Tenstorrent Wormhole stencil compute matches CPU, uses less energy
New research shows AI accelerator competitive for traditional HPC kernels.
A new paper from Lorenzo Piarulli and Daniele De Sensi explores whether AI-focused accelerators can efficiently handle traditional scientific workloads. They mapped 2D 5-point stencil computations—a core HPC kernel—onto Tenstorrent's Wormhole, a RISC-V dataflow accelerator designed for AI. Two heterogeneous implementations were developed: Axpy, which breaks the stencil into element-wise submatrix operations, and MatMul, which reformulates it as a matrix multiplication. The CPU baseline was 3x faster end-to-end, but detailed profiling revealed the isolated Wormhole kernel was competitive with CPU execution, with the gap driven by PCIe transfers, device initialization, and host-side preprocessing.
Despite the slower runtime, the Axpy implementation achieved lower energy consumption than the CPU baseline for large inputs. The study identifies key architectural and software limitations, including memory bandwidth and host-device communication, and outlines concrete hardware and software improvements that could make AI accelerators like Wormhole competitive for HPC workloads. This work suggests that with better integration, AI accelerators could complement CPUs for energy-efficient scientific computing, not just AI training and inference.
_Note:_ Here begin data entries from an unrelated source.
PR #114, opened 2019-01-30
TCK tests for cdi injection of ThreadContext

njr-11:
Write TCK tests to cover the following scenarios:
- The container creates a ThreadContext instance per unqualified ThreadContext injection point
- A ThreadContext instance that is injected by the container can be configured via `@ThreadContextConfig`
- If the `@NamedInstance` qualifier is present on a ThreadContext injection point that is annotated with `@ThreadContextConfig`, the container creates a ThreadContext instance that is qualified by the name value

### DIFF
--- a/tck/src/main/java/org/eclipse/microprofile/concurrency/tck/cdi/CDIBean.java
+++ b/tck/src/main/java/org/eclipse/microprofile/concurrency/tck/cdi/CDIBean.java
@@ -400,6 +400,9 @@ public class CDIBean {
      * Application-defined producer methods can have injection points of ThreadContext that are provided by the container.
      */
     public void testAppDefinedProducerUsingInjectedThreadContext() {
+        Assert.assertNotNull(priority3Executor,
+                "Application should be able to create its own CDI producer that injects a ThreadContext that is provided by the container.");
+
         int originalPriority = Thread.currentThread().getPriority();
         int newPriority = originalPriority == 2 ? 1 : 2;
         try {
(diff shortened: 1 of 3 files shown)


tck/src/main/java/org/eclipse/microprofile/concurrency/tck/cdi/CDIBean.java
```diff
@@ -190,4 +252,251 @@ public void checkMaxQueued3(ManagedExecutor executor) throws ExecutionException,
...
+                Assert.assertEquals(Label.get(), "testInjectThreadContextEmptyConfig-label",
+                        "Thread context type (Lable) was not propagated.");
+                Assert.assertEquals(Thread.currentThread().getPriority(), newPriority,
+                        "Thread context type (ThreadPriority) was not propagated.");
+                return true;
+            });
+
+            Thread.currentThread().setPriority(4);
+            Label.set("testInjectThreadContextNoConfig-new-label");
+            Buffer.set(new StringBuffer("testInjectThreadContextNoConfig-new-buffer"));
```
nmittles: Copy/paste of "NoConfig" instead of using "EmptyConfig"?

njr-11: Good catch. This doesn't effect the correctness of the test (it tests that a previously captured context is used instead), however, it will be much clearer to use consistent names.  Fixing...

tck/src/main/java/org/eclipse/microprofile/concurrency/tck/cdi/CDIBean.java
```diff
@@ -190,4 +252,251 @@ public void checkMaxQueued3(ManagedExecutor executor) throws ExecutionException,
...
+        int originalPriority = Thread.currentThread().getPriority();
+        int newPriority = originalPriority == 2 ? 1 : 2;
+        try {
+            Thread.currentThread().setPriority(newPriority);
+            Label.set("testAppDefinedProducerUsingInjectedThreadContext-label");
+            Buffer.set(new StringBuffer("testAppDefinedProducerUsingInjectedThreadContext-buffer"));
+
+            // priority3Executor is an application-produced instance, where its producer method injects a ThreadContext
+            // instance that is provided by the container. The following verifies thread context propagation of that instance,
+            priority3Executor.execute(() -> {
```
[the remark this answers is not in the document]
njr-11: Sure, I'll add that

- CPU baseline was 3x faster end-to-end, but isolated Wormhole kernel matched CPU performance
- Axpy implementation consumed less energy than CPU for large input sizes
- Main bottlenecks identified: PCIe transfers, device initialization, and host-side preprocessing
Why It Matters
Suggests AI accelerators could supplement CPUs for energy-efficient scientific computing, expanding their role beyond AI.